Il faut envisager de partir. « En démontant ce camp, j’ai l’impression de détruire méthodiquement une partie de ma vie. » Gauthier a perdu 14 kg. De retour en France, il apprendra qu’il a contracté plusieurs maladies tropicales dont il mettra six mois à se débarrasser. Mais s’il a tenu, c’est « grâce à [ses] compagnons qui, autant que [lui], se sont réappropriés une vie en pleine nature ».

Oman

Trois ans plus tard, celui qui « aspire à vivre dans un lieu le plus isolé possible », se dirige vers Oman et le Rub Al-Khali.

Sa tente plantée au milieu des dunes, avec deux ordinateurs et un téléphone satellitaire alimentés par quatre panneaux solaires, Gauthier n’a pour compagnie que Slooki, un lévrier persan confié par le guide Ahmed qui l’a installé – après une méharée à dos de dromadaire épique, c’est déjà toute une aventure –, avant de l’abandonner à son sort pendant quarante jours.

Gauthier Toulemonde en plein désert d’Oman, en solitaire, en 2017, sa chienne Slooki à ses pieds.

Il a en tête un dernier conseil du cinéaste Amer Khatib, qui a choisi avec soin son coin de dune : « Chacun porte son univers dans son cœur. Gauthier, si tu es heureux dans ta tête, alors ton campement sera celui du bonheur. Aie confiance en toi et tout ira bien ».

Une totale autarcie l’attend, vivant sur ses provisions – riz et dattes constituant son ordinaire – et des bidons d’eau. Sur l’île, au moins disposait-il de noix de coco. Slooki lui rend bien service dans ses excursions parfois aventureuses : « Ne connaissant rien au labyrinthe qui m’entoure, je m’en remets à la chienne pour savoir quelle direction prendre ». Ici, pas de frontières. Non sans ironie, il a baptisé une immense dune qui lui fait face du nom d’Everest.

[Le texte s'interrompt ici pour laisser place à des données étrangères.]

Issue #274, opened 2019-11-30
UI: As a chapter member, I can unsubscribe from emails.


QuincyLarson:
Depends on #106

allella:
@ceciliaconsta3 so we agree on a label.  Is the checkbox suggestion vs switch for accessibility?  What's the experience when a screen reader encounters a label and a checkbox vs a label and a swtich?

> @allella A label is definitely the surest bet. If, and it sounds like, we will use the Subscribe component in a form alongside other elements to complete an event sign-up, (if MVP won't have a User Account Settings page) we should treat the Subscribe switch as a checkbox using checkbox role instead. It'll get sent at form submission with the other fields.
> 
> I think "Active" color as Subscribe/unchecked status and grey/disabled for Unsubscribe/checked status would do.
Copied this from #107 since this is a UI conversation.
https://github.com/freeCodeCamp/chapter/issues/107#issuecomment-562417958

ceciliaconsta3:
That's a good question; just used Narrator to review the [site you referenced](https://material-ui.com/components/switches/#switches-with-formcontrollabel) and because the switches are essentially set up as checkboxes, I had no problem receiving the status information (ya know, aside from normal screenreader difficulties). I'll look for a less optimized site using switches to compare later.
 
 **Functionality:**  Technically, based on the usage defined, if we are waiting until the RSVP form is sent (subscription depending on form submission) we require a checkbox (form input) or button (performs some action) here as a field in the RSVP form. If the subscription is being set independently of the RSVP, say on toggle, switch it is. [This article has a cool comparison](https://uxplanet.org/checkbox-vs-toggle-switch-7fc6e83f10b8) 
 Checkboxes/buttons both are natively supported in modern screenreaders and make semantic sense like labels.  _For reference/competitive analysis, I see Meetup uses buttons/checkboxes on desktop and switches on their app for the same task (probably due to screen real estate)._
 
 **Visually:** We can totally create switch appearing checkboxes. Although, there can be some ambiguity when it comes to switch visual cues (which side is on or off? Is it the side I want?).
 
 **Current UI:** Reviewing our Figma mockups, we don't have a view for a RSVP confirmation screen yet so I'm going by the current minimal/high contrast design.

allella:
#107 mentions the likelihood of needing to subscribe to `chapter` notifications separate from `rsvp` notifications, so we can let the context guide the UI elements.

[...]

Issue #275, opened 2019-11-30
UI: As a future participant after the event, I will automatically get emails notifying me of subsequent events.


QuincyLarson:
Depends on #107

allella:
The text on this [comment on #276](https://github.com/freeCodeCamp/chapter/issues/276#issuecomment-596913322) can likely be tweaked to cover upcoming _event_ notifications.

As an rough example,

```
Upcoming Events for {chapters.name}

When: {events.start_at} to {events.end_at}
Where: {venues.name}

All Upcoming Event Details: [URL to the event page, like https://{instance domain name}/chapters/:chapterId]

- Stop receiving upcoming event notifications for {chapters.name}: [URL to unsubscribe, like https://{instance domain name}/upcoming/unsubscribe/:user_id/:chapter_id/{a unique hash value to prevent 3rd party tampering}]
- More about {chapters.name} or to unfollow this chapter: [URL to chapter page, like https://{instance domain name}/chapters/:chapterId]

----------------------------
You are receiving this email because you previously followed {chapters.name}.

See the options above to change your notifications.
```

allella:
The assumption is this would be for a single upcoming event, but it could be modified to show multiple upcoming events, or a subset of upcoming events and then link to the main events page for the specific _chapter_.

allella:
I wanted to add the notes below since his email will likely include some options to allow _members_ to unfollow or unsubscribe a type of notification or the entire _chapter_.

The previous conversations about following / unfollowing a Chapter and unsubscribing from emails should provide good context on the type of links and privacy settings we imagined to make for easy opt-in and opt-out.

That conversation also goes into interfaces on the website and name of buttons, type of buttons and such.
For the emails, we also touched slightly on the security aspects of allowing _members_ to unsubscribe or opt-out without needing to login. For that, something like a secure / unique hash was discussed. Whether that anonymous / hash ideas is the correct approach, or easy to do is up for debate, but I thought to mention it.

The core of those email and UI opt-in / out conversations were on #107 and I tried to summarize the conversation at a few points, like:

https://github.com/freeCodeCamp/chapter/issues/107#issuecomment-596905797
https://github.com/freeCodeCamp/chapter/issues/107#issuecomment-562374895
https://github.com/freeCodeCamp/chapter/issues/107#issuecomment-562432174

bappyasif:
@allella hello again, how can i help with this issue as well? looking forward to hear from you, thanks.

allella:
[...]

PR #1004, opened 2022-04-13
feat: unsubscribe link

gikf:

To do
- [ ] Tune wording, and unify generating unsubscribe links.
- [x] Figure out sending batch emails with unsubscribe links included.
- [ ] Be more explicit about what is being unsubscribed?
- [x] Tests.
- [ ] More tests?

« A la solitude s’ajoute l’isolement d’une vie érémitique. Y suis-je préparé ? (…) Etre occupé rassure et évite de penser. » Gauthier Toulemonde a pour tâches principales de partager son expérience notamment auprès d’enfants, via le site de l’Adphile, une association rattachée à La Poste, ainsi qu’auprès des lecteurs de Timbres magazine et du site Lemonde.fr avec lesquels il partage son expérience de télétravailleur de l’extrême en rédigeant quelques articles. Il n’échappe pas à la comptabilité et aux prévisions de trésorerie de son groupe… Lui tiennent compagnie Homère – « Hélas ! En quelle terre encore ai-je échoué ? » –, Schopenhauer, Kipling, Montaigne, Hergé…

L’aventure de Gauthier vit ses derniers jours : « Partir dans des terres inconnues, s’accorder une pause, se soustraire aux vibrations nocives de notre époque, à la foule, est une échappatoire. Une fuite en quelque sorte, mais n’est-elle pas un art qui peut être pratiqué avec talent ? »

Pour sa part, François Cheng explique (L’un vers l’autre. En voyage avec Victor Segalen, Albin Michel, 2008) que « tout vrai voyage est la transmutation d’un voyage qu’on a déjà fait en soi, un soi qui cherche à se transcender en vue d’un dépassement, d’une réconciliation »… Ou d’une « précieuse harmonie intérieure », sur laquelle conclut Gauthier Toulemonde.

« De l’Ile déserte à la mer de sable. Un aventurier entre chien et chat », de Gauthier Toulemonde. Editions F. Deville, 210 pages, 20 euros.

« De l’Ile déserte à la mer de sable. Un aventurier entre chien et chat », de Gauthier Toulemonde. Editions F. Deville, 210 pages, 20 euros.